Strategies for Memory Improvement in Older Adults

Jane S. Saczynski, PhD; George W. Rebok, PhD


Topics in Advanced Practice Nursing eJournal. 2004;4(1) 

In This Article

Patient Assessment

Memory Complaints

Memory complaints, from the patient or a close family member or companion, are the most likely way an APN will detect memory impairment. Short office visits are often not sufficient for interactions to detect impairment without a prompt from the patient about "memory worry." Memory worry is not confined to older adults. Middle-aged adults (and even young adults) report considerable worry about their memory performance,[29] but worry in older adults may be a precursor to impairment.

Memory worry is distinct from memory decline. However, memory worry in older adults with normal baseline cognition predicts the occurrence of dementia within less than 5 years.[30] This suggests that memory worry may be indicative of a decline that cognitive tests are unable to detect. Self-reports of memory worry therefore may be an indicator of the need for preventive intervention efforts.

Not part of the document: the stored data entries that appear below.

PR #697, opened 2026-01-06
[WIP] fix: ensure readers always consume the full data

dignifiedquire:


hko-s:
Just took a peek into this, and looked at why `test_aead_skesk_msg_eax` is failing. Looks like the reason is that there's a padding packet after the literal data packet. We need to be able to consume that.

dignifiedquire:
Closing in favor of #699

PR #707, opened 2026-01-24
Fix CVE-2026-22705

loganaden:
https://github.com/RustCrypto/signatures/security/advisories/GHSA-hcp2-x6j4-29j7

### DIFF
--- a/Cargo.toml
+++ b/Cargo.toml
@@ -107,7 +107,7 @@ x25519-dalek = { version = "2.0.1", default-features = false, features = [
 
 # PQC
 ml-kem = { version = "0.2.1", features = ["zeroize", "deterministic"], optional = true }
-ml-dsa = { version = "0.0.4", features = ["zeroize"], optional = true }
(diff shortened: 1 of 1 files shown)


dignifiedquire:
Unfortunately this fix is unusable, as this requires newer versions of dependencies that we can't use as rust crypto has not yet released new version

loganaden:
got it. will wait, then update.

hko-s:
> Unfortunately this fix is unusable, as this requires newer versions of dependencies that we can't use as rust crypto has not yet released new version

Just to link it from here: PR #573 tracks the upcoming Rust Crypto releases, and ports rPGP to their current pre-release versions.

So the fix for ml-dsa will most naturally be merged via that PR.

hko-s:
Closing this in favor of #573.

rPGP needs to replace all Rust Crypto crates in one feel swoop, and it will get the ml-dsa update in that context.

In addition to memory complaints issued by the patient or family member, the APN may detect memory impairment during the office visit. Patients may have a difficult time answering questions pertaining to medications, diet, or family medical history. Although difficulty answering medical questions may be a sign of memory impairment, it may also be related to anxiety about health questions or uncertainty with answers. Because of this, it is important to follow up a memory complaint or a potential cognitive deficit with a standardized memory or cognitive function test.

Assessment Tools

Once a patient describes a concern about memory or the APN notes a cognitive deficit, there are a number of ways to assess the degree of impairment. Brief inventories are designed to assess global cognitive function but are often not sensitive enough to detect minor changes in memory performance. The most widely used assessment tool for global functioning is the Folstein Mini-Mental State Exam (MMSE).[31]

The MMSE is a 30-item measure assessing the domains of orientation, registration, attention and calculation, recall, language, and visual-spatial construction. A score of < 24 on the MMSE is often used as a cut-point for cognitive impairment with individuals having at least 8 years of education.[32] Scores of 18-23 on the MMSE indicate mild to moderate cognitive impairment, while scores below 18 indicate severe cognitive impairment. Educational and age biases have been reported in MMSE scores; thus, results should be interpreted with caution. (For specific age and education norms, see Crum and colleagues.[32])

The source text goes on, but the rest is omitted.